My brother in Christ, they're literally contesting it
Did you read literally the next sentences I wrote after that one? Here they are:
The Internet Archive is like someone carrying around a precious baby. The baby is an irreplaceable archive of historical data being preserved for posterity. I do not want them to go and fight with a bear, even if the bear is awful and needs to be fought. I want them to run away from the bear to protect the baby, while someone else fights the bear. Someone better equipped for bear-fighting, and who won't get that precious cargo destroyed in the process of fighting it.
Who else is better equipped? In my view it would solely depend on the lawyers that internet archive hires, and money plays a big factor in that.
Also, internet archive is going through the route process of how legislation gets overturned or upheld. Just because you perceive them as unworthy to bear the challenge doesn’t make that true, and as a result your commitment to not support them because they aren’t the one true chosen is ill-informed.
The EFF. This kind of thing is why they exist.
The Archive making themselves an easier target was a huge misstep IMO. All it takes is one overreaching judge telling them they need to purge all copyrighted data (a common judgment in lawsuits like this) and the world becomes a worse place.
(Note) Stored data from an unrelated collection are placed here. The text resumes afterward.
PR #2210, opened 2024-08-29
Add Inverted Quoter for AMO fork test. 

clement-ux:
# Description

Calculating the amount of tokens to swap for rebalancing is not easy and always changes in the fork test, as the pool situation changes too. 
Using a quoter that performs a binary search to find the amount to swap, to push the price in the correct range in the AMO,  will contribute to the stability of the fork test.

## Code Change Checklist

This PR doesn't change the code, it only changes the test.


contracts/test/strategies/aerodrome-amo.base.fork-test.js
```diff
@@ -640,19 +665,31 @@ describe("ForkTest: Aerodrome AMO Strategy (Base)", function () {
...
           oethUnits("0.009")
         )
       ).to.be.revertedWith("NotEnoughWethForSwap");
     });
 
     it("Should revert when pool rebalance is off target", async () => {
+      const currentPrice = await aerodromeAmoStrategy.getPoolX96Price();
+      const priceTick0 = await aerodromeAmoStrategy.sqrtRatioX96TickLower();
+      const priceTick1 = await aerodromeAmoStrategy.sqrtRatioX96TickHigher();
+      const targetPrice = priceTick0 * 0.2 + priceTick1 * 0.8;
```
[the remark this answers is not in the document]
sparrowDom: Also could the AMO quoter get reference to the pool and figure out the current price and the direction of the swap by itself?

contracts/contracts/utils/AerodromeAMOQuoter.sol
```diff
@@ -0,0 +1,316 @@
...
+                    revertMessage: abi.decode(reason, (string))
+                });
+        }
+    }
+}
+
+contract AerodromeAMOQuoter {
+    QuoterHelper public quoterHelper;
+
+    constructor() {
```
sparrowDom, line 263: constructor should probably also contain the `amoStrategy`  as a parameter and `clPool` (underlying aerodrome slipstream pool)

sparrowDom:
I left a couple of comments, but generally I would adjust the api between the fork tests and the quoter a little. The code that is issuing the call from the fork test doesn't really need to pass any variables to the quoter. The Quoter should be constructed using the pool & strategy contract and be able to figure out the direction and the amounts to swap on its own. 

Separately from that some of the fork tests also also try to move the price in the pool close to left tick boundary or right tick boundary. Do you think you could also write a helper functions so we don't have those swap values hardcoded and needing to adjust them frequently?

contracts/contracts/utils/AerodromeAMOQuoter.sol
```diff
@@ -0,0 +1,316 @@
...
+    ) public returns (Data memory data) {
+        QuoterHelper.QuoterParams memory params = QuoterHelper.QuoterParams({
+            strategy: strategy,
+            swapWETHForOETHB: swapWETHForOETHB,
+            minAmount: minAmount,
+            maxAmount: maxAmount,
+            maxIterations: maxIterations
+        });
+        try quoterHelper.getAmountToSwapBeforeRebalance(params) {
+            revert("Previous call should only revert, it cannot succeed");
```
sparrowDom, line 290: pretty cool that this always reverts. As to not change any state in the strategy / pool contracts 👍

clement-ux:
> I left a couple of comments, but generally I would adjust the api between the fork tests and the quoter a little. The code that is issuing the call from the fork test doesn't really need to pass any variables to the quoter. The Quoter should be constructed using the pool & strategy contract and be able to figure out the direction and the amounts to swap on its own.

Ok got it, no problem it makes sense. 


> Separately from that some of the fork tests also also try to move the price in the pool close to left tick boundary or right tick boundary. Do you think you could also write a helper functions so we don't have those swap values hardcoded and needing to adjust them frequently?

I had already built a quoter that gave the quantity to be exchanged to reach a certain price, I can integrate it without any problem, sure ;)

clement-ux:
> Separately from that some of the fork tests also also try to move the price in the pool close to left tick boundary or right tick boundary. Do you think you could also write a helper functions so we don't have those swap values hardcoded and needing to adjust them frequently?

I've updated some tests with the quoter that returns the amount to swap to reach a certain price. Let me know if you want me to apply it to other tests that I might have missed. ;)

sparrowDom (commented):
Did a pass please take a look

contracts/contracts/utils/AerodromeAMOQuoter.sol
```diff
@@ -0,0 +1,464 @@
...
+        }
+
+        revert OutOfIterations(iterations);
+    }
+
+    function isWithinAllowedVariance(
+        uint160 sqrtPriceCurrentX96,
+        uint160 sqrtPriceTargetX96
+    ) public pure returns (bool) {
+        uint256 allowedVariance = (sqrtPriceTargetX96 *
```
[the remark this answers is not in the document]
clement-ux: I'm not sure I really understand your point as I don't think we are comparing the same thing at the end.

On my side I'm calculating the "variance" around the target price, while you calculate the "variance" as the difference between two ticks. That's why there is a that huge difference I will say.

contracts/contracts/utils/AerodromeAMOQuoter.sol
```diff
@@ -0,0 +1,464 @@
...
+        strategy = _strategy;
+        quoterV2 = _quoterV2;
+        clPool = strategy.clPool();
+    }
+
+    ////////////////////////////////////////////////////////////////
+    /// --- FUNCTIONS
+    ////////////////////////////////////////////////////////////////
+    /// @notice This call can only end with a revert.
+    function getAmountToSwapBeforeRebalance() public {
```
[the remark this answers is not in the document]
clement-ux: Indeed that's a great idea! I'm doing it ;)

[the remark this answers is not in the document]
clement-ux: Done, let me know what you think of it.

contracts/contracts/utils/AerodromeAMOQuoter.sol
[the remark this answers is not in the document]
sparrowDom: I see, I guess I am interested in the logic behind how the variance is calculated. In other words why the approach to calculate variance from the total x96 format number.

For example my logic behind why to specify variance in a way where the difference between to ticks represented 100% of the variance is: 
- we deposit our whole liquidity in the [-1,0] ticker
- when we calculate the WETH to OETHb share of the liquidity the 1 tick spacing (the width of the ticker) represents 100% of the liquidity range
- meaning that 5% in the price variance calculation will also represent 5% of the WETH liquidity share in the ticker range.

contracts/contracts/utils/AerodromeAMOQuoter.sol
```diff
@@ -0,0 +1,544 @@
...
+    /// @notice Use this to get the amount to swap before rebalance and
+    ///         update allowedWethShareStart and allowedWethShareEnd on AMO.
+    /// @dev This call will only revert, check the logs to get returned values.
+    /// @dev Need to perform this call while impersonating the governor of AMO.
+    /// @param overrideBottomWethShare New value for the allowedWethShareStart on AMO.
+    ///         Use type(uint256).max to keep same value.
+    /// @param overrideTopWethShare New value for the allowedWethShareEnd on AMO.
+    ///         Use type(uint256).max to keep same value.
+    /// @return data Data struct with the amount and the number of iterations
+    function quoteAmountToSwapBeforeRebalance(
```
sparrowDom, line 475: awesome stuff!

contracts/test/strategies/aerodrome-amo.base.fork-test.js
```diff
@@ -46,6 +48,12 @@ describe("ForkTest: Aerodrome AMO Strategy empty pool setup (Base)", function ()
     await oethb
       .connect(rafael)
       .approve(aeroSwapRouter.address, oethUnits("1000"));
+
+    await deployWithConfirmation("AerodromeAMOQuoter", [
```
sparrowDom, line 52: this will fit better in here: https://github.com/OriginProtocol/origin-dollar/blob/f0d0ace54b15e64ff849c9d6b0169ddfb0fe5b19/contracts/test/_fixture-base.js#L4

contracts/contracts/utils/AerodromeAMOQuoter.sol
```diff
@@ -0,0 +1,544 @@
+// SPDX-License-Identifier: UNLICENSED
+pragma solidity ^0.8.7;
+
+import { ICLPool } from "../interfaces/aerodrome/ICLPool.sol";
+import { IQuoterV2 } from "../interfaces/aerodrome/IQuoterV2.sol";
+import { IAMOStrategy } from "../interfaces/aerodrome/IAMOStrategy.sol";
+
+contract QuoterHelper {
```
sparrowDom, line 8: can you add a small comment here why the QuoterHelper is required. It might not be immediately obvious to others that try/catch in solidity requires a separate contract in order to function

contracts/contracts/utils/AerodromeAMOQuoter.sol
clement-ux: Thanks!

contracts/test/strategies/aerodrome-amo.base.fork-test.js
```diff
@@ -322,9 +393,9 @@ describe("ForkTest: Aerodrome AMO Strategy (Base)", function () {
         balanceBefore.add(oethUnits("1"))
       );
 
-      // Little to no weth should be left on the strategy contract - 10 wei is really small
+      // Little to no weth should be left on the strategy contract - 1000 wei is really small
       expect(await weth.balanceOf(aerodromeAmoStrategy.address)).to.lte(
-        BigNumber.from("10")
+        BigNumber.from("1000")
```
sparrowDom, line 398: curious did these tests start failing?

sparrowDom: Also applies to a couple below

contracts/test/strategies/aerodrome-amo.base.fork-test.js
```diff
@@ -564,12 +635,8 @@ describe("ForkTest: Aerodrome AMO Strategy (Base)", function () {
...
       await mintAndDepositToStrategy({ amount: oethUnits("5") });
 
-      // prettier-ignore
-      const tx = await rebalance(
-        oethUnits("0.00001"),
-        true, // _swapWETHs
-        oethUnits("0.000009")
-      );
+      const { value, direction } = await quoteAmountToSwapBeforeRebalance();
+      const tx = await rebalance(value, direction, 0);
```
sparrowDom, line 639: the third value should be 1-2% below the first value.

contracts/test/strategies/aerodrome-amo.base.fork-test.js
```diff
@@ -640,70 +704,68 @@ describe("ForkTest: Aerodrome AMO Strategy (Base)", function () {
...
     it("Should revert when pool rebalance is off target", async () => {
+      const { value, direction } = await quoteAmountToSwapBeforeRebalance();
+
       await expect(
-        rebalance(
-          oethUnits("0.001"),
-          true, // _swapWETH
-          oethUnits("0.0009")
-        )
+        rebalance(value.mul("200").div("100"), direction, 0)
```
sparrowDom, line 718: we can change this by fetching the swap amount by setting the price of the say tick 1 and tick -2 from the quoter

sparrowDom:
@clement-ux did another pass

contracts/test/strategies/aerodrome-amo.base.fork-test.js
clement-ux: I'm sorry, I didn't get what do you mean. You could explain it another way please?

contracts/contracts/utils/AerodromeAMOQuoter.sol
```diff
@@ -0,0 +1,555 @@
...
+                overrideBottomWethShare,
+                overrideTopWethShare
+            );
+    }
+
+    /// @notice Internal logic for quoteAmountToSwapBeforeRebalance.
+    function _quoteAmountToSwapBeforeRebalance(
+        uint256 overrideBottomWethShare,
+        uint256 overrideTopWethShare
+    ) public returns (Data memory data) {
```
sparrowDom, line 501: nit: was this supposed to be internal?

contracts/test/strategies/aerodrome-amo.base.fork-test.js
sparrowDom: Sorry, for a bad initial comment :)

So what this test is doing is trying to trigger an error where too much funds would be swapped and the result would be a price out of tick. The way it is currently done is getting amount to swap to reach an ok target balance and multiplying the value by 2. While that might work right now I am afraid it doesn't make the test super robust, since there are probably base mainnet values where where this test won't trigger a fail. 

Now ignore my initial comment. 

I think the goal should be to get values in the test that will be always out of bounds no matter what the state of the mainnet base is.
You could probably achieve that by calling: `quoteAmountToSwapBeforeRebalance(0.98e18, 1e18)` and then multiplying that value by 2. Of if you can think of a more robust method yourself might be even better? 

Ideally we would set a price out of bounds. Say they price of the pool at ticker 1 (which is out of bounds) and get the value we need to swap for to reach that ticker when rebalancing.

contracts/contracts/utils/AerodromeAMOQuoter.sol
clement-ux: Indeed, fixed!

contracts/test/strategies/aerodrome-amo.base.fork-test.js
clement-ux: Thanks!
I've applied some changes, let me know what do you think of it ;)

> You could probably achieve that by calling: quoteAmountToSwapBeforeRebalance(0.98e18, 1e18) and then multiplying that value by 2.

I didn't multiplied it by 2, I just used the value obtained, otherwise I'll have push the price outside of bounds.
I used 0.90/0.92 for share instead of 0.98/1 due to this. 
https://github.com/OriginProtocol/origin-dollar/blob/944bb283ffa4204e41b05251173a99d11ff74ed4/contracts/contracts/strategies/aerodrome/AerodromeAMOStrategy.sol#L295

sparrowDom: Those changes look cool thanks, good thinking on how to bring the swap liquidity to the edge of the tick and not go over. 

My previous comment would actually apply better for testing this test `Should be reverted trying to rebalance and we are not in the correct tick` that is failing on [fork tests](https://github.com/OriginProtocol/origin-dollar/actions/runs/10885062587/job/30201758561). Which should trigger when the rebalance crosses the tick boundary. 
Would you mind adding the tick boundary tests for both directions please (crossing -1 tick going into -2 one. And crossing 0 tick going into tick 1). There are also a couple of other tests [that are failing](https://github.com/OriginProtocol/origin-dollar/actions/runs/10885062587/job/30201758561). 
But I think the approach is solid now 💪

clement-ux: I've fixed the failing test (due to the new timelock mostly). 

I've preferred to push the price at tick -2 and then try to rebalance without swapping to force reverting on `OutsideExpectedTickRange` instead of `PoolRebalanceOutOfBounds` that will occur if I were modifying WethShareStart/End. 

So there are now two tests:
- when the pool is at tick -2 and we try to rebalance with `swappingAmount == 0`.
- when the pool is at tick 1 and we try to rebalance with `swappingAmount == 0`.

Let me know if this is ok for you, or if you prefer another approach 😉

contracts/test/strategies/aerodrome-amo.base.fork-test.js
```diff
@@ -376,9 +376,9 @@ describe("ForkTest: Aerodrome AMO Strategy (Base)", function () {
         balanceBefore.add(oethUnits("1"))
       );
 
-      // Little to no weth should be left on the strategy contract - 1000 wei is really small
+      // Little to no weth should be left on the strategy contract - 1000000 wei is really small
       expect(await weth.balanceOf(aerodromeAmoStrategy.address)).to.lte(
-        BigNumber.from("1000")
+        BigNumber.from("1000000")
```
sparrowDom, line 427: @clement-ux can you add comments to these tests specifying the math/logic around why these are so high?

contracts/test/strategies/aerodrome-amo.base.fork-test.js
```diff
@@ -70,17 +70,51 @@ describe("ForkTest: Aerodrome AMO Strategy empty pool setup (Base)", function ()
...
+      priceAtTickM2
     );
-    await swap({ amount: value, swapWeth: direction });
 
     await expect(
       aerodromeAmoStrategy
         .connect(strategist)
-        .rebalance(oethUnits("0"), false, oethUnits("0"))
+        .rebalance(oethUnits("0"), direction, oethUnits("0"))
+    ).to.be.revertedWith("OutsideExpectedTickRange");
```
sparrowDom, line 95: nit: you can also check for the tick value here now that the error contains it

sparrowDom:
Couple of minor comments and a merge conflict. Then I am happy to do a final pass. Good job on this one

Realistically, they could just move their servers abroad to a country with less problematic copyright rules and wind up their US operations. It would make no difference to the end user, unless ISPs are also ordered to block access. And even then it'd only be a VPN away.
The risk of total data loss is not zero, but it's also not the likely outcome.
The EFF, for example. Fighting lawsuits for the sake of internet freedom is their reason for being. Sci-hub, for ebooks more specifically. Or Library Genesis. Those are organizations specifically devoted to fighting against excessive copyright restrictions on books.
You're not understanding what I'm saying here. I don't think Internet Archive is unworthy to bear the challenge. I think they're not well suited to it, and when they inevitably lose the lawsuits they've jumped head-first into they're risking damage to other causes that are very important and unrelated to this particular fight.
What makes the internet archive well-equipped for that? They have money from donations? Donations that were more than likely intended for preserving the archive, and not facilitating book piracy in an obviously illegal way that now requires them to piss those donations away in legal fees?